What is expected - Make an exact transcription of the data below.

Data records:
* * * * *

PR #22588, opened 2025-03-13
Implement message modal

Sovexe:
## About the PR 
* Provides an implementation for message modal to allow easily passing it html code to display
* fixes some minor bugs in the UI, reorder params to be consistent

## Why's this needed? 
* Message modal serves as a simple tgui wrapper for legacy interfaces but lacked the associated dm code to be easily used


code/modules/interface/message_modal.dm
```diff
@@ -0,0 +1,74 @@
+/**
+ * Creates a Message Modal window used as a simple wrapper to TGUI'fy legacy UI's
+ *
+ * Arguments:
+ * * user - The user to show the modal to.
+ * * message - The content of the modal, shown in the body of the TGUI window.
+ * * title - The of the modal modal, shown on the top of the TGUI window.
```
ZeWaka, line 7: The of the modal modal

Sovexe: fixed

ZeWaka (approved):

* * * * *

Your response -
PR #22588, opened 2025-03-13
Implement message modal

Sovexe:
## About the PR 
* Provides an implementation for message modal to allow easily passing it html code to display
* fixes some minor bugs in the UI, reorder params to be consistent

## Why's this needed? 
* Message modal serves as a simple tgui wrapper for legacy interfaces but lacked the associated dm code to be easily used


code/modules/interface/message_modal.dm
```diff
@@ -0,0 +1,74 @@
+/**
+ * Creates a Message Modal window used as a simple wrapper to TGUI'fy legacy UI's
+ *
+ * Arguments:
+ * * user - The user to show the modal to.
+ * * message - The content of the modal, shown in the body of the TGUI window.
+ * * title - The of the modal modal, shown on the top of the TGUI window.
```
ZeWaka, line 7: The of the modal modal

Sovexe: fixed

ZeWaka (approved):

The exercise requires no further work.